As a lead site reliability and DevOps engineer on the team, you’ll be responsible for the design, deployment, and maintenance of production-scale systems. You’ll support services before they go live through activities, including system design consulting, developing software platforms and frameworks, capacity planning, and launch reviews. You’ll continuously measure, monitor, and maximize availability, efficiency, and performance of live services, applications, and systems. You’ll lead efforts to incorporate open source tools, automation, and Cloud resources to cut down on tedious, boring tasks and free up the team’s developers to do what they do best – innovate. You’ll implement continuous integration and delivery to limit manual testing and troubleshooting. This is an opportunity to broaden your skill set into areas like site reliability engineering while leading software development efforts that help the organization deliver comprehensive, best value commercial-class products and services. As a technical leader, you’ll identify new opportunities to build software solutions to help your customers meet their toughest challenges.
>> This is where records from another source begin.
PR #6236, opened 2026-06-29
feat(sessions): add merge_state for race-free server-side atomic state merges

lwangverizon:
# feat(sessions): add `merge_state` for race-free server-side atomic state merges

## Problem

ADK's only path to persist state is `append_event`, which couples a commutative
state merge to **event-log append + whole-session optimistic concurrency (OCC)**.
`DatabaseSessionService.append_event` takes a per-session lock, compares the
session's revision marker against `sessions.update_time`, raises
`"The session has been modified in storage since it was loaded…"` on mismatch,
writes an `events` row, and does a Python read-modify-write dict union into the
state column.

So two workers updating **independent** state keys on the same logical session
race on the session-level marker: one spuriously hits the stale-session error
and must reload + retry, even though the keys never collide. There is no
official "merge one key without OCC" path today.

## Change

Add `merge_state` — a state-only write path that performs a server-side atomic
JSON merge with **no events row** and **without advancing the session OCC
marker**.

```python
async def merge_state(
    self, *, app_name: str, user_id: str, session_id: str,
    delta: dict[str, Any],
) -> None
```

- `delta` keys use the existing prefix convention and are routed via the
  existing `_session_util.extract_state_delta()`: `app:` → `app_states`,
  `user:` → `user_states`, unprefixed → `sessions`.
- `temp:` keys raise `ValueError` (temp state is never persisted). Empty/`None`
  delta is a no-op.
- **No events row** is written and **`sessions.update_time` is never advanced**,
  so a concurrently held in-memory `Session` does not go stale and its next
  `append_event` still succeeds.

### Implementation

- `BaseSessionService.merge_state` — default raises `NotImplementedError`,
  mirroring the existing `get_user_state` pattern.
- `DatabaseSessionService` — per-dialect atomic merge issued via
  `sqlalchemy.text` so that **only the `state` column** is written (this is what
  keeps `update_time`'s `onupdate=func.now()` from firing and bumping the OCC
  marker):
  - PostgreSQL: `state = state || CAST(:delta AS JSONB)`
  - MySQL / MariaDB: `state = JSON_MERGE_PATCH(state, CAST(:delta AS JSON))`
  - SQLite: `state = json_patch(state, :delta)`
  App/user rows are ensured via the existing `_get_or_create_state` (handles
  concurrent inserts), then merged; missing **session** rows raise
  `ValueError("Session … not found.")`. Dialects with no known JSON-merge
  function raise `ValueError`.
- `SqliteSessionService` — reuses the existing `json_patch` upsert helpers; adds
  `_merge_session_state_in_db` (a copy of `_update_session_state_in_db` minus the
  `update_time=?` clause) to honor the no-OCC-bump contract.
- `InMemorySessionService` — routed `dict.update` into the app/user/session
  stores without bumping `last_update_time`.
- `VertexAiSessionService` — raises `NotImplementedError` (the Agent Engine API
  has no server-side merge), mirroring its `get_user_state`.

### Merge-semantics caveat (documented in the docstrings)

For flat scalar values (counters, flags, balances — the intended use case) all
backends behave identically. For non-scalar values they diverge: PostgreSQL `||`
is a shallow top-level merge that stores an explicit `None` as JSON `null` (key
kept), matching `append_event`'s Python `dict` union; MySQL/MariaDB/SQLite follow
RFC 7396 (`JSON_MERGE_PATCH` / `json_patch`) — nested objects merge recursively
and a `None` value deletes the key. The docstrings direct callers to
`append_event` when they need uniform dict-union semantics. (SQLite's null-delete
behavior is pre-existing via `SqliteSessionService`.)

## Tests

`tests/unittests/sessions/test_session_service.py` — parameterized across
IN_MEMORY / IN_MEMORY (light copy) / DATABASE / SQLITE:

- session / app / user scoped merges; cross-scope routing in one call
- `temp:` rejection (incl. mixed delta rejected atomically)
- empty-delta no-op; missing-session raises for session-scoped keys
- app/user rows auto-created without a prior `create_session`
- merges never create an event row

`DatabaseSessionService`-specific:

- OCC marker unchanged after session-scoped and app/user-scoped merges, and a
  previously-held session can still `append_event` afterwards (not stale)
- no `events` row created
- concurrent merges to independent keys both land (no lost update), looped

`tests/unittests/sessions/test_vertex_ai_session_service.py` —
`merge_state` raises `NotImplementedError`.

Run:

```
pytest tests/unittests/sessions/test_session_service.py
```

## Backwards compatibility

Strictly additive. New method with a `NotImplementedError` default on the base
class; no existing signature, behavior, or schema changes. `append_event`
semantics are untouched.


rohityan:
Hi @lwangverizon , Thank you for your contribution! We appreciate you taking the time to submit this pull request. Can you please fix the failing ci mypy check tests before we can proceed with the review.

GWeale:
closing this for now. on 1 july we asked for the mypy failures to be fixed, and the branch has only had merges from main since; the 24 july run still reports new errors in in_memory_session_service.py and sqlite_session_service.py, and it now conflicts with main. if you pick it up again, open an issue first: a state write that skips the event log and the session staleness check is a design change we would want to agree on before code.

PR #6237, opened 2026-06-29
fix(cli): resolve uncaught PEP 479 RuntimeError during generator exhaustion in stream_query

ejoslin:
### Description

This PR resolves a silent runtime crash occurring at the end of streaming reasoning engine responses. 

When consuming a synchronous iterator inside `AdkApp.stream_query` using FastAPI's `StreamingResponse`, the generator exhaustion sequence throws a traceback to server `stderr` because the `StopIteration` exception escaping the `_aiter_from_iter` coroutine is automatically converted by Python's runtime into `RuntimeError: generator raised StopIteration` (conforming to PEP 479).

Since `StopIteration` is converted into a `RuntimeError` before escaping the `await` expression, the outer `except StopIteration:` block is bypassed, abruptly terminating the connection and dumping a stack trace on the server side despite returning an initial `HTTP 200 OK` to the client.

### Proposed Changes

- Replaced the direct `next(iterator)` call with the safe `next(iterator, _sentinel)` pattern inside `run_in_threadpool`.
- This ensures that when the generator is exhausted, it returns a sentinel object rather than throwing an exception across the asynchronous threadpool boundary.
- The thread runner checks for the sentinel identity (`chunk is _sentinel`) and terminates cleanly (`break`), completely bypassing the PEP 479 `RuntimeError` transformation.

### How Was This Tested?

- Verified locally with test cases returning synchronous generators.
- Verified that server-side `stderr` logs are 100% clean and free of `RuntimeError` tracebacks on generator completion.

### DIFF
--- a/src/google/adk/cli/fast_api.py
+++ b/src/google/adk/cli/fast_api.py
@@ -837,6 +837,11 @@ def get_fast_api_app(
           " tracing."
       )
 
+          " tracing."
+      )
+
+      )
+
     @app.middleware("http")
     async def context_propagation(
         request: Request, call_next: Callable[[Request], Awaitable[Any]]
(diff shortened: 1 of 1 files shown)


GWeale:
closing, this landed in aa9c187f with the same sentinel approach plus a test

Issue #6267, opened 2026-07-02
Emit agent/node lifecycle events (start/finish) in runner.run_async


ferponse:
### Context

We maintain the **AG-UI ↔ ADK middleware** (`ag-ui-adk`, part of [ag-ui-protocol/ag-ui](https://github.com/ag-ui-protocol/ag-ui)). To emit AG-UI's `STEP_STARTED` / `STEP_FINISHED` events — which bracket the nodes/phases of a run — from ADK workflows, the middleware must know when each node/agent **starts and finishes**.

### Problem

The `runner.run_async` stream carries text / tool-call / state / reasoning events, but **no explicit "agent X started / finished" boundaries**. Consumers that want to bracket work per node/agent (workflows, multi-agent, loops) must **infer** boundaries from `author` / `branch` transitions, which is lossy:

- exact **parallel-branch end** can't be observed (only inferred at the run boundary), and
- a `ParallelAgent` inside a `LoopAgent` can't be split per iteration — the events are identical across iterations (see #6266).

### ADK already has the lifecycle internally

- `before_agent_callback` / `after_agent_callback` fire **once per agent invocation** (including once per `LoopAgent` iteration).
- The 2.0 Workflow graph engine has `_node_status` / `node_tracing` / `_node_runner`.

It is simply not **surfaced in the public event stream**.

### Ask

Optionally (behind a flag/config) emit lightweight **lifecycle events** — agent/node **started** and **finished** — into `runner.run_async`, authored by the agent, so any consumer can bracket nodes exactly: including per `LoopAgent` iteration and exact parallel-branch boundaries.

### Prior art / parity

Other agent frameworks already emit these, and AG-UI integrations map them directly to `STEP_STARTED` / `STEP_FINISHED`:

- **CrewAI** → `MethodExecutionStartedEvent` / `MethodExecutionFinishedEvent`
- **AWS Strands** → `multiagent_node_start` / `multiagent_node_stop`

Surfacing lifecycle events in the stream would let the ADK integration reach the same precision, without consumers having to install their own plugin/callback to observe boundaries.

### Motivation

We need this to faithfully emit **all** AG-UI event types from ADK; `STEP_STARTED`/`STEP_FINISHED` is currently the one category the ADK integration can only approximate. See the AG-UI PR: ag-ui-protocol/ag-ui#2076.

### Related

#6266 is a minimal, loop-scoped subset of this (just expose the loop iteration index). **This issue is the general form and would subsume #6266.**

[...]

PR #6268, opened 2026-07-02
feat(agents): annotate events with the LoopAgent iteration

### LINKED ISSUE #6266: LoopAgent: surface the current iteration index in the event stream
### Context

We maintain the **AG-UI ↔ ADK middleware** (`ag-ui-adk`, part of [ag-ui-protocol/ag-ui](https://github.com/ag-ui-protocol/ag-ui)). AG-UI is a protocol between agents and frontends; one of its event categories is `STEP_STARTED` / `STEP_FINISHED`, which bracket the phases/nodes of a run (the spec recommends `stepName = node name`).

To emit these from ADK workflows (`SequentialAgent` / `ParallelAgent` / `LoopAgent` / the 2.0 `Workflow` graph), the middleware infers node boundaries from the `runner.run_async` event stream using each event's `author` (node name) and `branch` (`ParallelAgent` assigns a distinct `par.<sub_agent>` per branch via `_create_branch_ctx_for_sub_agent`). This works cleanly for serial and parallel topologies.

### Problem

There is **one gap: a `ParallelAgent` nested inside a `LoopAgent`.** The concurrent branches keep the **same `author`, `branch`, and `invocation_id`** across iterations, and the flat event stream carries **no iteration-boundary signal** — so a consumer cannot tell iteration 1 from iteration 2. The events are identical except for their unique `id`. (Verified on `google-adk 2.3.0`.)

`LoopAgent(max_iterations=2, sub_agents=[ParallelAgent(sub_agents=[p, q])])` emits:

```
author='p'  branch='par.p'  invocation_id='e-…'   ← iteration 1
author='q'  branch='par.q'  invocation_id='e-…'
author='p'  branch='par.p'  invocation_id='e-…'   ← iteration 2 (indistinguishable)
author='q'  branch='par.q'  invocation_id='e-…'
```

As a result, per-iteration steps cannot be reconstructed for this topology.

### ADK already tracks the iteration

`LoopAgent._run_async_impl` already maintains `times_looped`, and on the resumable path it even yields a state event carrying it (`self._create_agent_state_event(ctx)`). It's simply not surfaced on the events produced *within* an iteration.

### Ask (minimal, additive)

Surface the current loop iteration in the event stream, either:

- a **read-only field** on events produced within a `LoopAgent` iteration (e.g. `Event.loop_iteration`, or in event metadata), or
- a lightweight **iteration-boundary marker** event emitted at each iteration start (generalizing the existing resumable-path state event to always fire).

This is purely additive and does not change execution behavior.

### Why not put the iteration into `branch`?

That would be convenient for consumers, but `branch` governs context/event isolation — changing it per iteration could affect how loop iterations **share state** (the whole point of a loop). So we're explicitly asking to expose the iteration **separately from** `branch`.

### Motivation

We need this to faithfully emit **all** AG-UI event types from ADK. `STEP_STARTED`/`STEP_FINISHED` is currently the one category the ADK integration can only approximate (for loop-of-parallel). See the AG-UI PR: ag-ui-protocol/ag-ui#2076.

### Related

A more general alternative — emitting explicit agent/node **lifecycle** events in the stream — is filed as the companion issue #6267, which would subsume this. This issue (#6266) is the minimal, lowest-risk subset scoped to loops.

ferponse:
## What

`LoopAgent` re-runs its sub-agents each iteration, but events produced in different iterations are **indistinguishable** in the stream — same `author`, `branch`, and `invocation_id`. So a consumer cannot tell iteration 1 from iteration 2. This is most visible with a `ParallelAgent` nested in a `LoopAgent`, whose branch ids (`par.p`, `par.q`) repeat every iteration.

This records the current 0-based iteration under `Event.custom_metadata['loop_iteration']` as each sub-agent event bubbles up through the loop.

Fixes #6266.

## Why

We're building the AG-UI ↔ ADK middleware (`ag-ui-adk`), which maps ADK workflow nodes to AG-UI `STEP_STARTED` / `STEP_FINISHED` events. It infers node boundaries from the `runner.run_async` stream (`author` = node, `branch` = structural path). This works for every serial and parallel topology **except a parallel block inside a loop**, where iterations are indistinguishable, so per-iteration steps can't be reconstructed. Verified on `google-adk 2.3.0`.

## How

- New `LoopAgent.LOOP_ITERATION_KEY = 'loop_iteration'` constant.
- `_annotate_loop_iteration(event, times_looped)` stamps `event.custom_metadata` via `setdefault`, so the nearest enclosing loop wins when loops are nested.
- Called on each sub-agent event before it is yielded.

Additive and behavior-preserving: no new events, no schema change (`custom_metadata` is the existing custom bucket).

`LoopAgent(max_iterations=2, sub_agents=[ParallelAgent(sub_agents=[p, q])])` — after this change:

```
author='p' branch='par.p'  custom_metadata['loop_iteration']=0   ← iteration 1
author='q' branch='par.q'  custom_metadata['loop_iteration']=0
author='p' branch='par.p'  custom_metadata['loop_iteration']=1   ← iteration 2 (now distinguishable)
author='q' branch='par.q'  custom_metadata['loop_iteration']=1
```

## Tests

`tests/unittests/agents/test_loop_agent.py`: added `test_run_async_annotates_loop_iteration` (iterations 0/1/2) and `test_run_async_loop_iteration_survives_nested_loops` (nested loops — inner wins). The full `test_loop_agent.py` passes.

## Notes

- `LoopAgent` is `@deprecated` in favor of `Workflow`; this fixes the still-widely-used classic loop. The same iteration signal would be valuable from the Workflow graph engine (out of scope here).
- Companion issue #6267 proposes the general form (explicit agent/node lifecycle events in the stream), which would subsume this.


rohityan:
Hi @ferponse , Thank you for your contribution! We appreciate you taking the time to submit this pull request. Your PR has been received by the team and is currently under review. We will provide feedback as soon as we have an update to share.

rohityan:

Issue #2936, opened 2025-09-12
set_model_response escape latin characters in final response


amenegola:
When defining output_schema in a LlmAgent with other tools, output schema processor executes json.dumps with ensure_ascii = True, making the agent respond with escaped latin characters, and therefore presenting responses not human readable:

https://github.com/google/adk-python/blob/168c7248664229fa99501c0de942493b29795a0e/src/google/adk/flows/llm_flows/_output_schema_processor.py#L110

This line could be changed with ensure_ascii=False:

`json.dumps(func_response.response, ensure_ascii=False) `

amenegola:
Hello @seanzhou1023 

Following up on this issue, I've opened a Pull Request (#2937) with the proposed fix. The changes involve explicitly setting `ensure_ascii=False` in the `json.dumps` call, which I've tested locally to correctly handle Latin characters.

Please feel free to review it when you have a moment, and let me know if there's anything else I can do to help move this forward.

Thanks for your time!

PR #6282, opened 2026-07-03
fix(workflow): preserve non-ASCII characters in LLM agent node input

### LINKED ISSUE #6279: Input Schema: Non ASCII characters are being escaped to Unicode
**Describe the Bug:**
When defining an Agent and including input_schema in order to serialize a Pydantic object non-latin characters are being escaped to unicode format. This behavior causes token bloating, slow LLM responses and in some cases LLM is not able to return a readable response and returns symbols blended with the origin language of the prompt. In my case, for a RAG solution I sent context in Hebrew to an Agent and each letter was replaced with 6 Unicode ascii letters which led to high number of prompt tokens and inconsistency with LLM response.

**Steps to Reproduce:**
- `pip install google-adk==2.2.0 google-genai==2.8.0 `
- Sample of python code causing the issue (I added before_model_callback to verify that sent data is in Unicode). Any Agent using input_schema will reproduce that.  adding some code to reference
```py

class SearchAttempt(BaseModel):
    query: str
    surrounding_chunks: int
    result_count: int
    error_message: str | None = None

class NormalizedChunk(BaseModel):
    retrieval_index: int
    document_bucket: str
    document_file_name: str
    chunk_index: int
    distance: float | None = None
    title: str | None = None
    publication_date: str | None = None
    section_title: str | None = None
    section_summary: str | None = None
    text: str | None = None

class SearchResult(BaseModel):
    status: Literal["success", "error"]
    query: str
    surrounding_chunks: int
    normalized_chunks: list[NormalizedChunk] = Field(default_factory=list)
    error_message: str | None = None
    results_count: int

class EvaluationInput(BaseModel):
    original_query: str
    search_result: SearchResult
    attempts: list[SearchAttempt]



def debug_rag_evaluator_request(
    callback_context: CallbackContext,
    llm_request: LlmRequest,
) -> None:
    print("========== raw parts ==========")
    for content in llm_request.contents or []:
        for part in content.parts or []:
            if part.text:
                print(part.text[:5000])
    print("========== end raw parts ==========")

rag_evaluator_agent = Agent(
    name="rag_evaluator_agent",
    model=_agent_model(),
    input_schema=EvaluationInput,
    output_schema=RetrievalDecision,
    include_contents="none",
    before_model_callback=debug_rag_evaluator_request,
    generate_content_config=types.GenerateContentConfig(
        responseMimeType="application/json",
        temperature=0.0,
        max_output_tokens=8192
    ),
    instruction="""
......
""",
)
```

**Expected Behavior:**
It seems that for `response_schema` this issue was fixed on [#2936](https://github.com/google/adk-python/issues/2936) by putting ensure_ascii=False for output schema dumps logic. The same should be done for input schema or users should at least have the option to choose whether to use that flag.
The bad behavior arises from: [_node_input_to_content](https://github.com/google/adk-python/blob/main/src/google/adk/workflow/_llm_agent_wrapper.py) which calls json.dumps and model_dump_json without ensure_ascii=False flag. I ended up monkey-patching the function in my service which causes ADK to send request with Hebrew letters properly but of course this is discouraged.

**Observed Behavior:**
Request for LLM becomes bloated (~6 times more tokens than with non escaped letters). LLM responses were very slow and not predictable (responses were huge with many repeating symbols, signs were blended with hebrew letters, etc).

**Environment Details:**

 - ADK Library Version (pip show google-adk): 2.2.0
 - Desktop OS:** [e.g., macOS, Linux, Windows]: Linux (WSL)

**Model Information:**

 - Are you using LiteLLM: No

 - Always (100%)

anneheartrecord:
## Summary

`input_schema` inputs containing non-Latin characters (Hebrew, Chinese, etc.) reach the LLM as `\uXXXX` escapes, which bloats prompt tokens (~6x for Hebrew) and degrades model responses, as reported in #6279.

The escaping comes from `json.dumps` being called with its default `ensure_ascii=True` on the LLM-bound input text. Two paths were affected:

- `workflow/_llm_agent_wrapper.py` – `_node_input_to_content()` for `dict`/`list` node input.
- `flows/llm_flows/contents.py` – `_build_task_input_user_content()`, which rebuilds a delegated task's function-call args as the sub-agent's first user turn. This path takes priority over the wrapper fallback, so it affects the common chat/root → task sub-agent delegation case.

Both now serialize with `ensure_ascii=False`, matching how the output-schema path already serializes responses (`_output_schema_processor.py`), fixed earlier in #2936/#2937.

Note: the `BaseModel` branch (`model_dump_json()`) is intentionally left unchanged — Pydantic v2 already emits raw UTF-8 (does not escape non-ASCII), which the added regression test confirms.

## Testing

- `tests/unittests/workflow/test_llm_agent_as_node.py` – `dict`/`list`/`BaseModel` node input preserves non-ASCII.
- `tests/unittests/flows/llm_flows/test_contents.py` – delegated task FC args preserve non-ASCII.

Both new tests fail before the change and pass after.

Fixes #6279

### DIFF
--- a/src/google/adk/flows/llm_flows/contents.py
+++ b/src/google/adk/flows/llm_flows/contents.py
@@ -386,7 +386,7 @@ def _build_task_input_user_content(
         try:
           import json as _json
 
-          text = _json.dumps(dict(fc.args))
+          text = _json.dumps(dict(fc.args), ensure_ascii=False)
         except (TypeError, ValueError):
           text = str(fc.args)
         parts = [types.Part(text=text)]
--- a/src/google/adk/utils/content_utils.py
+++ b/src/google/adk/utils/content_utils.py
@@ -64,7 +64,7 @@ def to_user_content(value: Any) -> types.Content:
     deep-copied)
   - str -> single text part
   - BaseModel -> model_dump_json() text part
-  - dict/list -> json.dumps() text part
+  - dict/list -> json.dumps() text part (non-ASCII preserved, not escaped)
   - anything else -> str() text part
   """
   if isinstance(value, types.Content):
@@ -74,7 +74,7 @@ def to_user_content(value: Any) -> types.Content:
   elif isinstance(value, BaseModel):
     text = value.model_dump_json()
   elif isinstance(value, (dict, list)):
-    text = json.dumps(value)
+    text = json.dumps(value, ensure_ascii=False)
   else:
     text = str(value)
   return types.Content(role='user', parts=[types.Part(text=text)])
--- a/tests/unittests/flows/llm_flows/test_contents.py
+++ b/tests/unittests/flows/llm_flows/test_contents.py
@@ -1894,3 +1894,41 @@ def test_recover_compacted_parallel_call_reinjects_sibling_response():
       if part.function_response
   }
   assert response_ids == {"lr-1", "reg-1"}
+
+
+def test_task_input_user_content_preserves_non_ascii():
+  """Delegated task input must not escape non-ASCII FC args (issue #6279).
+
+  A chat coordinator delegates to a task sub-agent via a function call; the
+  task agent's first user turn is rebuilt from the FC args. Escaping non-Latin
+  characters to ``\\uXXXX`` there bloats prompt tokens and degrades responses.
+  """
+  fc_id = "fc_task_1"
+  events = [
+      Event(
+          invocation_id="inv1",
+          author="coordinator",
+          content=types.Content(
+              role="model",
+              parts=[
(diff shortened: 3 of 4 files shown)


anneheartrecord:
@googlebot I signed it!

anneheartrecord:
@googlebot I signed it!

rohityan:
Hi @anneheartrecord , Thank you for your contribution! We appreciate you taking the time to submit this pull request. Your PR has been received by the team and is currently under review. We will provide feedback as soon as we have an update to share.

rohityan:

PR #6294, opened 2026-07-04
fix(workflow): treat RetryConfig(max_attempts=0) as no retries

### LINKED ISSUE #6293: RetryConfig(max_attempts=0) runs 5 attempts instead of disabling retries
### Description

`RetryConfig.max_attempts` documents that **"If 0 or 1, it means no retries. If not specified, default to 5."** and defaults to `None`. But `_should_retry_node` resolves the default with a falsy-coalescing `or`:

```python
# src/google/adk/workflow/utils/_retry_utils.py:35
max_attempts = retry_config.max_attempts or 5
```

`0` is falsy, so an explicit `RetryConfig(max_attempts=0)` (documented as "no retries") is silently replaced with `5`, giving 4 retries instead of none. `max_attempts=1` works (`1 or 5 == 1`); only the documented `0` case is broken. The intended "unset" sentinel is `None`, which must still map to 5.

### Reproduction

```python
from google.adk.workflow._retry_config import RetryConfig
from google.adk.workflow._node_state import NodeState
from google.adk.workflow.utils._retry_utils import _should_retry_node

cfg = RetryConfig(max_attempts=0)  # documented: no retries
# node on its first (original) attempt:
_should_retry_node(RuntimeError(), cfg, NodeState(attempt_count=1))
# -> True  (bug; a workflow node then runs up to 5 attempts total)
```

### Expected

`max_attempts=0` (and `1`) → no retries; `None` → default of 5.

### Fix

```python
max_attempts = (
    retry_config.max_attempts if retry_config.max_attempts is not None else 5
)
```

`Workflow`/`RetryConfig` are public (both in `__all__`) and this drives every workflow node's retry loop (`_NodeRunner._attempt_retry`). Happy to send a small PR.

Osamaali313:
Fixes #6293

## Problem

`RetryConfig.max_attempts` is documented as *"Maximum number of attempts, including the original request. If 0 or 1, it means no retries. If not specified, default to 5."* and defaults to `None`. But `_should_retry_node` resolved the default with a falsy-coalescing `or`:

```python
# src/google/adk/workflow/utils/_retry_utils.py:35
max_attempts = retry_config.max_attempts or 5
```

`0` is falsy, so `RetryConfig(max_attempts=0)` — documented as "no retries" — is silently replaced with `5`, running 4 retries instead of none. `max_attempts=1` happens to work (`1 or 5 == 1`); only the documented `0` case is broken. The intended "unset" sentinel is `None`, which must still map to `5`.

`Workflow` and `RetryConfig` are public API (both in `__all__`, no `@experimental` gate), and this drives every workflow node's retry loop via `_NodeRunner._attempt_retry`.

## Fix

```python
max_attempts = (
    retry_config.max_attempts if retry_config.max_attempts is not None else 5
)
```

## Tests

Added `TestShouldRetryNode` to `tests/unittests/workflow/utils/test_retry_utils.py` (the file previously covered only `_get_retry_delay`), asserting:

- `max_attempts` of `0` and `1` disable retries
- `max_attempts=3` retries until the limit
- unset (`None`) defaults to 5

Before the fix, the `max_attempts=0` case fails; after, it passes. The full `tests/unittests/workflow/` suite passes (619 passed, no regressions).


Osamaali313:
Pushed a small formatting commit — `pyink` (line-length 80) wanted the long `_should_retry_node` assertions in `test_retry_utils.py` wrapped; I ran `pyink` with the repo config and it's now clean (`pyink --check` passes, tests still green: 10 passed).

Heads up on the other red check: the **Mypy** failure isn't from this PR's diff — the "new" errors it lists are all in `src/google/adk/models/lite_llm.py` (`_finish_reason_to_error_message` arg-type), which this PR doesn't touch. Both baseline and PR report 3375 errors; it looks like the baseline-diff surfaced a pre-existing `lite_llm.py` typing issue after the `main` merge. Happy to help if you'd like, but it's outside this change.

rohityan:
Hi @Osamaali313 , Thank you for your contribution! We appreciate you taking the time to submit this pull request. Your PR has been received by the team and is currently under review. We will provide feedback as soon as we have an update to share.

rohityan:

Issue #631, opened 2018-10-03
[Design feature request] Default view without left menu


biva:
Thank you for this great app that we use all days.

The way we use it is with specific URL for different boards, for example: https://mynextcloud.com/apps/deck/#!/board/1/ for the board 1

But when I open this URL, the left menu is present: If I want to see only my board on the full screen, I need to click on the 3-bars menu (next to the "Home" icon).

Is there a possibility to hide the left menu by default? Or to add a parameter in the URL to hide it?

Thank you!

juliushaertl:
I think the best way would be to just store the shown/hidden status when toggling the sidebar using the burger button.

weeman1337:
I'll have a look at this one

PR #723, opened 2018-11-21
Deck now remembers the side menu state

weeman1337:
* Resolves: #631 
* Target version: master 

### Summary

The side menu state is now stored in local storage.  
I've also updated the jshint file and at least the code I touched to make it compliant.

### Checklist

- [X] Tests (unit, integration, api and/or acceptance) are included - none
- [X] Documentation (manuals or wiki) has been updated or is not required - I don't think it's required

### DIFF
--- a/js/.jshintrc
+++ b/js/.jshintrc
@@ -1,4 +1,6 @@
 {
+  "esversion": 6,
+
   "globals": {
     "jasmine"    : false,
     "spyOn"      : false,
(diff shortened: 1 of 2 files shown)


js/.jshintrc
```diff
@@ -1,4 +1,6 @@
 {
+  "esversion": 6,
```
weeman1337: I switched JSHint to ES6, because Deck uses ES6 for it's code.

js/.jshintrc
```diff
@@ -39,7 +40,6 @@
   "plusplus"  : false,
   "quotmark"  : "single",
   "regexp"    : false,
-  "strict"    : true,
```
weeman1337: ES6 modules are always strict; so this isn't required any more

PR #776, opened 2018-12-08
Move to database migrations

juliushaertl:
- [x] BigInt migration
- [ ] Migrate due date to datetimetz


juliushaertl:
Let's redo this after 0.6 is out since there were some db changes.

Join our team as we build tools to transform the future for our clients.
Nice If You Have:
- 5+ years of experience in managing infrastructure and its configuration with tools, including Ansible, AWS Cloudformation, or HashiCorp Terraforms
- 3+ years of experience as a system administrator or DevOps engineer in Amazon Web Service (AWS)
- 3+ years of experience with Linux system administration or systems engineering
- 3+ years of experience with scripting in Bash, Python, or Go
- 2+ years of experience with process orchestration using tools, including Gitlab CI or Jenkins AND managing container orchestration platforms, including Kubernetes, OpenShift, or Docker Swarm
- 2+ years of experience building or managing software applications throughout their software development life cycles
- 2+ years of experience with virtualization technology, including VirtualBox and Docker
- 1+ years of experience with declarative system management tools, including Ansible, Salt, or Terrafor
- Ability to obtain a security clearance
- BA or BS degree
- Experience with Linux servers, including installing and maintaining applications, troubleshooting, reviewing logs, and patching
- Experience with developing software application using frameworks, including Spring or Django
- Experience with managing databases or search engines, including Postgres, MySQL, Oracle, Cassandra, or Elasticsearch
- Ability to research, implement, and document complex troubleshooting steps to resolve SRE issues
Applicants selected will be subject to a security investigation and may need to meet eligibility requirements for access to classified information.
We’re an EOE that empowers our people—no matter their race, color, religion, sex, gender identity, sexual orientation, national origin, disability, veteran status, or other protected characteristic—to fearlessly drive change.